Implementing partial state availability is a critical step for scaling blockchain applications, particularly those with large data footprints like gaming or social networks. The core principle is to allow nodes to operate without storing the entire global state, instead fetching specific data on-demand via protocols like Ethereum's Portal Network or Celestia's data availability sampling. This reduces hardware requirements and lowers the barrier to running a node, which enhances network decentralization and resilience. Your implementation should focus on defining a clear data partitioning strategy, selecting a robust data availability layer, and integrating a light client protocol for efficient state queries.
For developers, the next step is to experiment with existing frameworks. On Ethereum, you can interact with the Portal Network client, trin, to understand how historical data is served. For rollup-centric architectures, explore how validiums and optimiums leverage external data availability solutions like Celestia or EigenDA to post data commitments off-chain. A practical exercise is to modify a simple smart contract, such as an ERC-20 token with a large allowlist, to store its non-critical state off-chain and verify its availability using a Merkle proof submitted on-chain. This demonstrates the gas savings and scalability benefits firsthand.

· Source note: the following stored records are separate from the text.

PR #8161, opened 2024-05-10
Delete deprecated registries config

bitoku:
#### What type of PR is this?

/kind cleanup
/kind deprecation

Since #4455, `registries` option has been no effect.

https://github.com/cri-o/cri-o/blob/9712c53d2291f0436a75cacecb70ad9a3a823eed/pkg/config/config.go#L765-L770

However, there are some places that don't mention explicitly that the option has been deprecated.
This PR changes the messages which don't mention the deprecation, and removes the remained configuration.

None

Since the deprecation has already been released and there was a release note, I'm not sure if we should need a new release-note for this.
I made it `None` for now.

```release-note
None
```

### DIFF
--- a/contrib/test/ci/setup.yml
+++ b/contrib/test/ci/setup.yml
@@ -71,12 +71,5 @@
       [crio]
       storage_driver = "overlay"
 
-- name: add quay.io and docker.io as default registries
-  copy:
-    dest: /etc/crio/crio.conf.d/01-registries.conf
-    content: |
-      [crio.image]
-      registries = [ "quay.io", "docker.io" ]
-
 - name: build parallel
   include_tasks: "build/parallel.yml"
--- a/internal/criocli/criocli.go
+++ b/internal/criocli/criocli.go
@@ -638,7 +638,7 @@ func getCrioFlags(defConf *libconfig.Config) []cli.Flag {
 		&cli.StringSliceFlag{
 			Name:    "registry",
 			Value:   cli.NewStringSlice(defConf.Registries...),
-			Usage:   "Registry to be prepended when pulling unqualified images. Can be specified multiple times.",
+			Usage:   "Registry to be prepended when pulling unqualified images. Can be specified multiple times. This option is deprecated, and it has no effect.",
 			EnvVars: []string{"CONTAINER_REGISTRY"},
 		},
 		&cli.StringFlag{
--- a/pkg/config/config.go
+++ b/pkg/config/config.go
@@ -543,6 +543,8 @@ type ImageConfig struct {
 	// ImageVolumes controls how volumes specified in image config are handled
 	ImageVolumes ImageVolumesType `toml:"image_volumes"`
 	// Registries holds a list of registries used to pull unqualified images
+	// Deprecated: Support for this option has been dropped, and it has no effect.
+	// Please refer to containers-registries.conf(5) for configuring unqualified-search registries.
 	Registries []string `toml:"registries"`
 	// Temporary directory for big files
 	BigFilesTemporaryDir string `toml:"big_files_temporary_dir"`
--- a/completions/fish/crio.fish
+++ b/completions/fish/crio.fish
@@ -143,7 +143,7 @@ complete -c crio -n '__fish_crio_no_subcommand' -f -l profile-mem -r -d 'Write a
 complete -c crio -n '__fish_crio_no_subcommand' -f -l profile-port -r -d 'Port for the pprof profiler.'
 complete -c crio -n '__fish_crio_no_subcommand' -f -l rdt-config-file -r -d 'Path to the RDT configuration file for configuring the resctrl pseudo-filesystem.'
 complete -c crio -n '__fish_crio_no_subcommand' -f -l read-only -d 'Setup all unprivileged containers to run as read-only. Automatically mounts the containers\' tmpfs on \'/run\', \'/tmp\' and \'/var/tmp\'.'
-complete -c crio -n '__fish_crio_no_subcommand' -f -l registry -r -d 'Registry to be prepended when pulling unqualified images. Can be specified multiple times.'
+complete -c crio -n '__fish_crio_no_subcommand' -f -l registry -r -d 'Registry to be prepended when pulling unqualified images. Can be specified multiple times. This option is deprecated, and it has no effect.'
 complete -c crio -n '__fish_crio_no_subcommand' -l root -s r -r -d 'The CRI-O root directory.'
 complete -c crio -n '__fish_crio_no_subcommand' -l runroot -r -d 'The CRI-O state directory.'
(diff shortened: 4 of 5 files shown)


internal/criocli/criocli.go
```diff
@@ -638,7 +638,7 @@ func getCrioFlags(defConf *libconfig.Config) []cli.Flag {
 		&cli.StringSliceFlag{
 			Name:    "registry",
 			Value:   cli.NewStringSlice(defConf.Registries...),
-			Usage:   "Registry to be prepended when pulling unqualified images. Can be specified multiple times.",
+			Usage:   "Registry to be prepended when pulling unqualified images. Can be specified multiple times. This option is deprecated, and it has no effect.",
```
kwilczynski, line 641: Using the same format as the other deprecated command-line switch.

```suggestion
			Usage:   "Registry to be prepended when pulling unqualified images. Can be specified multiple times. DEPRECATED: This option will be removed in the future, and it has no effect.",
```

kwilczynski: ... or maybe not. Other older deprecations didn't follow this sort of loud way.

pkg/config/config.go
```diff
@@ -543,6 +543,8 @@ type ImageConfig struct {
 	// ImageVolumes controls how volumes specified in image config are handled
 	ImageVolumes ImageVolumesType `toml:"image_volumes"`
 	// Registries holds a list of registries used to pull unqualified images
+	// Deprecated: Support for this option has been dropped, and it has no effect.
+	// Please refer to containers-registries.conf(5) for configuring unqualified-search registries.
 	Registries []string `toml:"registries"`
```
kwilczynski, line 548: I wonder if we should just be done with it and remove it already? It's been a while since 2021...

@cri-o/cri-o-maintainers, thoughts on removing this completely?

contrib/test/ci/setup.yml
```diff
@@ -71,12 +71,5 @@
       [crio]
       storage_driver = "overlay"
 
-- name: add quay.io and docker.io as default registries
-  copy:
-    dest: /etc/crio/crio.conf.d/01-registries.conf
-    content: |
-      [crio.image]
-      registries = [ "quay.io", "docker.io" ]
-
```
haircommander, line 80: we do need this config in /etc/containers/registries.conf.d

haircommander:
I would be okay with dropping support already. you're correct in that it's been deprecated for a while, and there is a better replacement with registries.conf

cc @mtrmac

contrib/test/ci/setup.yml
bitoku: Do we?
It hasn't been used since #4455. 
According to the log, it wasn't used.
https://gcsweb-ci.apps.ci.l2s4.p1.openshiftapps.com/gcs/test-platform-results/pr-logs/pull/cri-o_cri-o/8102/pull-ci-cri-o-cri-o-main-ci-fedora-integration/1786581177407115264/artifacts/fedora-integration/cri-o-gather/artifacts/testout.txt
```
# time="2024-05-04T02:38:42Z" level=warning msg="Support for the 'registries' option has been dropped but it is referenced in \"/etc/crio/crio.conf.d/01-registries.conf\".  Please use containers-registries.conf(5) for configuring unqualified-search registries instead."
```

I don't know how we configure the registries.conf in prow CIs, but at least for github actions, there is already `registries.conf`.

https://github.com/cri-o/cri-o/blob/9712c53d2291f0436a75cacecb70ad9a3a823eed/scripts/github-actions-setup#L161

https://github.com/cri-o/cri-o/blob/9712c53d2291f0436a75cacecb70ad9a3a823eed/test/registries.conf#L1-L4

mtrmac:
In general, the better replacement is “don’t do this at all”. `unqualified-search-registries` is invisible to Kubelet and interacts _extremely badly_ with Kubelet’s code to choose a credential to use in the `ImagePull` operation (it will always send a `docker.io` credential for short image names, if one is available to Kubelet, and that credential will be sent to the target registry).

So I’m fully in favor of removing anything which makes this misfeature easy to configure, or indeed, reachable by CRI-O users at all.

**Do not** add any new users of this option, especially not by default. (Yes, https://github.com/openshift/machine-config-operator/blob/master/templates/master/01-master-container-runtime/_base/files/container-registries.yaml does that currently.)

---

Users who want a layer of indirection so that their Pod definitions don’t change in different deployment sites should define a “canonical” location for each image, which includes a host name (`vendor.example/product/component:version`, and use `registries.d`’s `prefix`/`location` redirection mechanism (in OpenShift, `ImageContentSourcePolicy` / `ImageTagMirrorSet` / `ImageDigestMirrorSet`). That works consistently everywhere, and it _scales_ across many different products/components — unlike short names, where different product might result in conflicting short names and no way to resolve that.

contrib/test/ci/setup.yml
haircommander: yeah since we have completely different install paths for github actions and prow, I think we may still need this.

can you try with it to see if the ci failures are due to this?

haircommander:
great points, which further supports removing this field (so users at least have one less place to be able to incorrectly specify)

It would be cool to drop support for short names generally but given the precedent of following docker's age-old lead, that may be tricky.

contrib/test/ci/setup.yml
haircommander: jk I think failures are not flakes from this https://github.com/cri-o/cri-o/issues/8167

kwilczynski: @bitoku @haircommander, what would be the way forward here?

kwilczynski:
> So is our way to go to drop this feature completely now, not adding more deprecation messages? Or is this PR ok as the first step to drop this feature in the future?

@bitoku, we should drop it completely.

It's been a while since this wasn't functional per: https://github.com/cri-o/cri-o/pull/8161#discussion_r1596530906. I also think that @haircommander has nothing against doing so and that it would be fine to retire this code... provided that we don't break things (like the need to have the configuration file; albeit, you pointed out that CI has passed with the file being removed).

@cri-o/cri-o-maintainers, thoughts about removing this old code?

pkg/config/config.go
saschagrunert: Have we ever deprecated this? If not, then we have to according to https://github.com/cri-o/cri-o/blob/main/deprecating_process.md

kwilczynski: Would this stand in for deprecation?

- https://github.com/cri-o/cri-o/blob/main/pkg/config/config.go#L765-L770

This has been defunct for about two years now.

saschagrunert: Somehow, yes.

kwilczynski: We can:

1. Remove it completely, given that it has been defunct for a while, with a relevant log line being produced each time this option has been enabled/used.

2. Improve messaging about this option being detected in command-line use and documentation, and perhaps even make the log line more explicit.

@cri-o/cri-o-maintainers, thoughts?

saschagrunert:
Yeah I guess we can remove it. :+1:

bitoku:
Thank you all!
Then I will create a new PR and will close this one.

PR #8162, opened 2024-05-10
Kill exec PIDs after main container exited

saschagrunert:
#### What type of PR is this?

/kind bug
/kind regression

Before applying this patch we killed the exec PIDs right away on container stop which leads into the failing e2e test:

```
[sig-node] [NodeFeature:SidecarContainers] Containers Lifecycle should terminate sidecars simultaneously if prestop doesn't exit
```

This regression is now fixed by killing the exec PIDs after the main container as well as in the same thread.

Needs a cherry-pick since the enhancement got already backported into supported release branches.

Fixes https://github.com/kubernetes/kubernetes/issues/124743

Follow-up on https://github.com/cri-o/cri-o/pull/7937

```release-note
Fixed pod lifecycle regression where the exec PID's got killed before the actual container.
```

### DIFF
--- a/internal/oci/runtime_oci.go
+++ b/internal/oci/runtime_oci.go
@@ -869,8 +869,6 @@ func (r *runtimeOCI) StopLoopForContainer(c *Container, bm kwait.BackoffManager)
 
 	startTime := time.Now()
 
-	go c.KillExecPIDs()
-
 	// Allow for SIGINT to correctly interrupt the stop loop, especially
 	// when CRI-O is run directly in the foreground in the terminal.
 	ctx, stop := signal.NotifyContext(ctx, os.Interrupt)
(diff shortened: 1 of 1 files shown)


internal/oci/runtime_oci.go
```diff
@@ -955,6 +953,10 @@ func (r *runtimeOCI) StopLoopForContainer(c *Container, bm kwait.BackoffManager)
 		}
 	}, bm, true, ctx.Done())
 
+	// Kill the exec PIDS after the main container to avoid pod lifecycle regressions:
```
kwilczynski, line 956:
```suggestion
	// Kill the exec PIDs after the main container to avoid pod lifecycle regressions:
```

internal/oci/runtime_oci.go
```diff
@@ -869,8 +869,6 @@ func (r *runtimeOCI) StopLoopForContainer(c *Container, bm kwait.BackoffManager)
 
 	startTime := time.Now()
 
-	go c.KillExecPIDs()
```
saschagrunert, line 872: @haircommander any reason this is a separate go routine?

saschagrunert (commented):
/hold

for @haircommander's review

internal/oci/runtime_oci.go
kwilczynski: Not sure why. However, it probably shouldn't be.

haircommander: I didn't want to block the container stop, but if we do it after it should be fine

haircommander:
thanks for the investigation!

/lgtm

PR #8166, opened 2024-05-13
test: use config file rather than environment variables for the kata CI job

littlejawa:
#### What type of PR is this?

/kind ci

There are a number of integration tests that rely on creating a new runtime class with specific parameters, and make it the default before running some tests.
Theses tests fail with kata, because the kata CI job setup uses environment variables (CONTAINER_DEFAULT_RUNTIME typically), which take precedence in crio's config.

This PR modify the kata job's configuration so that it relies on config files too.

To achieve this, this PR does the following:
- create a new helper function that creates a runtime config file with all needed parameters
- use that function in all tests that need such a feature
- use the same function for configuring the kata runtime when needed

Fixes: #8074

This PR also solves several integration test failures with no tracking issue.

```release-note
None
```


littlejawa:
/hold

This PR contains a commit that we don't want to merge.

littlejawa:
@cri-o/cri-o-maintainers can you have a look?

This one has been in the work for a while.
This is solving several issues for kata, by running the tests with the correct runtime settings.
The trick was to make sure the test's custom runtime configuration was taken into account while still running the container with kata.
I did some tests (both local and here) showing that this is now the case.

PR #8174, opened 2024-05-14
server: support ping_group_range if in a userns

haircommander:
#### What type of PR is this?

/kind bug
ping_group_range sysctl requires the upper bound be within the range of IDs the user has access to. ping_group_range is often set to the max allowable range "0 2147483647", but this will break for every usernamespace pod.

Instead, hack around it by updating the max GID to be the largest one we find in the IDMappings

```release-note
fix a bug where a pod with a userns would fail to be created when `ping_group_range` sysctl was specified for it (and the max of that range was outside of the pods user namespace)
```

### DIFF
--- a/server/sandbox_run_linux.go
+++ b/server/sandbox_run_linux.go
@@ -746,7 +746,7 @@ func (s *Server) runPodSandbox(ctx context.Context, req *types.RunPodSandboxRequ
 	}
 
 	// Add default sysctls given in crio.conf
-	sysctls := s.configureGeneratorForSysctls(ctx, g, hostNetwork, hostIPC, req.Config.Linux.Sysctls)
+	sysctls := s.configureGeneratorForSysctls(ctx, g, hostNetwork, hostIPC, sandboxIDMappings, req.Config.Linux.Sysctls)
 
 	// set up namespaces
 	s.resourceStore.SetStageForResource(ctx, sbox.Name(), "sandbox namespace creation")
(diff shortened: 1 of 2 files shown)


giuseppe (approved):
LGTM

server/sandbox_run_linux.go
```diff
@@ -1091,7 +1091,43 @@ func (s *Server) configureGeneratorForSysctls(ctx context.Context, g *generate.G
 		g.AddLinuxSysctl(key, value)
 		sysctlsToReturn[key] = value
 	}
-	return sysctlsToReturn
+	return configurePingGroupRangeGivenIDMappings(ctx, g, sandboxIDMappings, sysctlsToReturn)
+}
+
+func configurePingGroupRangeGivenIDMappings(ctx context.Context, g *generate.Generator, sandboxIDMappings *idtools.IDMappings, sysctls map[string]string) map[string]string {
+	// We have to manually fuss with this specific sysctl.
+	// It's commonly set to the max range by default "0 2147483647".
```
kwilczynski, line 1099: **For posterity:**

This value, for the upper limit, is the same as `2^31-1`.

server/sandbox_run_linux.go
```diff
@@ -1091,7 +1091,43 @@ func (s *Server) configureGeneratorForSysctls(ctx context.Context, g *generate.G
...
+		return sysctls
+	}
+
+	maxID := 0
+	for _, mapping := range sandboxIDMappings.GIDs() {
+		topOfRange := mapping.ContainerID + mapping.Size - 1
+		if maxID < topOfRange {
+			maxID = topOfRange
+		}
+	}
```
kwilczynski, line 1124: The recent Go version has the `max()` built-in:

```go
	var maxID int
	for _, mapping := range sandboxIDMappings.GIDs() {
		maxID = max(maxID, mapping.ContainerID + mapping.Size - 1)
	}
```

server/sandbox_run_linux.go
kwilczynski: Also, a fun fact:

- https://en.wikipedia.org/wiki/2,147,483,647

server/sandbox_run_linux.go
haircommander: added a follow up https://github.com/cri-o/cri-o/pull/8184

PR #8187, opened 2024-05-16
Create tag on reconciler

saschagrunert:
#### What type of PR is this?

/kind ci

The tag we try to push is not being created beforehand, which is now fixed when applying this patch.

None
None

```release-note
None
```

### DIFF
--- a/scripts/tag-reconciler/tag-reconciler.go
+++ b/scripts/tag-reconciler/tag-reconciler.go
@@ -65,6 +65,11 @@ func run() error {
 }
 
 func pushTagToRemote(repo *git.Repo, tag, remote string) error {
+	logrus.Infof("Adding tag to repository: %s", tag)
+	if err := repo.Tag(tag, tag); err != nil {
+		return fmt.Errorf("unable to tag repository: %w", err)
+	}
+
 	logrus.Infof("Pushing tag to origin: %s", tag)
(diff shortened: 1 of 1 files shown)


saschagrunert:
cc @olad5

scripts/tag-reconciler/tag-reconciler.go
```diff
@@ -65,6 +65,11 @@ func run() error {
 }
 
 func pushTagToRemote(repo *git.Repo, tag, remote string) error {
+	logrus.Info("Tagging repository")
```
kwilczynski, line 68:
```suggestion
	logrus.Infof("Adding tag to repository: %s", tag)
```

scripts/tag-reconciler/tag-reconciler.go
```diff
@@ -65,6 +65,11 @@ func run() error {
...
+	if err := repo.Tag(tag, tag); err != nil {
+		return fmt.Errorf("tag repository: %w", err)
```
kwilczynski, line 70:
```suggestion
		return fmt.Errorf("unable to tag repository: %w", err)
```

scripts/tag-reconciler/tag-reconciler.go
saschagrunert: Applied as suggested.

scripts/tag-reconciler/tag-reconciler.go
saschagrunert: Applied as suggested.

The landscape of data availability is rapidly evolving. Key areas for further research include the security trade-offs of different DA layers, the development of more efficient proof systems like zk-proofs of data availability, and interoperability standards for cross-chain state proofs. Follow the development of EIP-4844 (proto-danksharding) on Ethereum, which introduces blob-carrying transactions to reduce DA costs for L2s. Engage with the community through forums like the Ethereum Research portal and the Celestia blog. By building with partial state availability today, you are preparing your application for a more scalable and decentralized multi-chain future.